Saturday 21 June 2014

'Blink and Smile' by Jo Gatford


I don’t use that hackneyed line. I’m not on a stage, but in a supermarket queue. My line is worse than “look into my eyes” but it works, drawing attention to hers, instead: “My God, you have beautiful eyes…” And she’ll look away sideways, give a purse-lipped smirk, leave it there on her mouth longer than she needs to, and then - there it is – right into my gaze. She has to take those few little moments to decide if she’s flattered, freaked out, or if I’m worth flirting with. All I need is a slow blink and a smile.
The blink is the clincher. By that point I have my hand on her shoulder – just enough weight behind it to anchor my words – and the suggestion of acquiescence whispers across the checkout. Her eyes close and her heart rate slips a few beats per minute. I tell her not what she needs to do, but what she wants to do, what suddenly seems like the very best idea, to void the till and open the register, to shift her hips to the side as the drawer shoots out. Her conscience is clean, her intent pure. The purpose is not to violate, but to nudge, like a kitten weaving through her ankles, edging her towards the kitchen.

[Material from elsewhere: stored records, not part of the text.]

PR #688, opened 2020-02-03
Fix virtual nic configuration in preseed

m-bucher:
The `ifconfig` way of configuring virtual-NICs (multiple IPs on one interface) on Debian distributions no longer works with recent versions:
https://wiki.debian.org/NetworkConfiguration#Multiple_IP_addresses_on_one_Interface

### DIFF
--- a/provisioning_templates/snippet/preseed_networking_setup.erb
+++ b/provisioning_templates/snippet/preseed_networking_setup.erb
@@ -47,7 +47,7 @@ EOF
 real=`ip -o link | awk '/<%= interface.mac -%>/ {print $2;}' | sed s/:$//`
 <% virtual = interface.virtual? -%>
 <% if virtual -%>
-real=`echo <%= interface.identifier -%> | sed s/<%= interface.attached_to -%>/$real/`
+real="<%= interface.attached_to -%>"
 <% end -%>
 
 cat << EOF >> /etc/network/interfaces


sbernhard:
@mmoll  can you confirm?

lzap:
Hello, sorry for the delay. I now see kickstart as well. Can you elaborate what changed? I am not following.

m-bucher:
@lzap apparently we had a similar problem with CentOS, therefore we added the fix for kickstart as well.

lzap:
Yeah, I just don't understand what's this all about. I don't get the description of the problem, why you are doing this. Maybe @ares can help me here?

lzap:
Guys, I am failing to understand this change. Please explain, or we can do a quick meeting if you want to sync up on this one, I am probably just blind.

m-bucher:
OK, so I removed the kickstart stuff for now and looked at all again.

The base of this is that on Debian, specifying virtual-networks using separate interfaces like `eth0:1` (which is the `ifconfig`-way of doing this) is deprecated and should now be added as additional IP address configuration to the base interface (iproute2 method).

That works (at least on my test-system) with the modified networking-snippet.
However, this is probably not the ideal solution, because it requires to set `attached_to` to the interface-name, which one might not know, yet because it will be chosen by the OS.

Probably the best solution would be to create a link between the base-interface and its virtual interfaces in the forman host definition and then use it.

lzap:
I guess I need @ares here. Marek, I am trying to figure out what we are trying to do for RH here:

```erb
<%#
name: kickstart_ifcfg_get_identifier_names
model: ProvisioningTemplate
snippet: true
model: ProvisioningTemplate
kind: snippet
-%>
<%- if @identifier -%>
<%=   "real=\"#{@identifier}\"" %>
<%- else -%>
<%=   "real=`grep -l #{@interface.inheriting_mac} /sys/class/net/*/{bonding_slave/perm_hwaddr,address} 2>/dev/null | awk -F '/' '// {print $5}' | head -1`" -%>
<%-   if @interface.virtual? -%>
<%=     "\nreal=`echo #{@interface.identifier} | sed s/#{@interface.attached_to}/$real/`" -%>
<%-   end -%>
<%- end -%>
<%# ifcfg files are ignored by NM if their name contains colons so we convert colons to underscore %>
sanitized_real=`echo $real | sed s/:/_/`
```

Would you mind commenting on what is the deal with the virtual `sed` there? Then I would like to put this into the context of this patch becuase this PR introduces a departure from what we do for RH systems.

tbrisker:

There’s never more than a couple of hundred, usually, in supermarket cash registers – but that’s plenty enough for five minutes of magic. I rub her collar bone with my thumb as she slides out the notes. Nothing quite like that little plastic clack as the cash holders run empty. She hands over the money with a face so empty, so serene, it could be a portrait on a dinner plate. If she’s sweet enough I’ll press my cool palm against her blushing cheek, tell her how well she did, how wonderfully she moved, how very, very pretty her eyes really truly are.
The store’s closed-circuit camera footage will show her consent and not every manager will believe her story. But even when she’s fired, she’ll retain a vague sense of accomplishment, she’ll remember the warm pride of pleasing some paternal figure she thought she’d outgrown. She won’t see me afterwards, tapping my cigarette into the puddles outside the automatic doors. She’ll frown at me when I half-cock a smile – just another pervert staring at her tits – and she’ll pass by to a bus or a car or a train or a wet walk home at the end of a shitty and wholly confusing day.
And I must resist, as she goes, complimenting her eyes.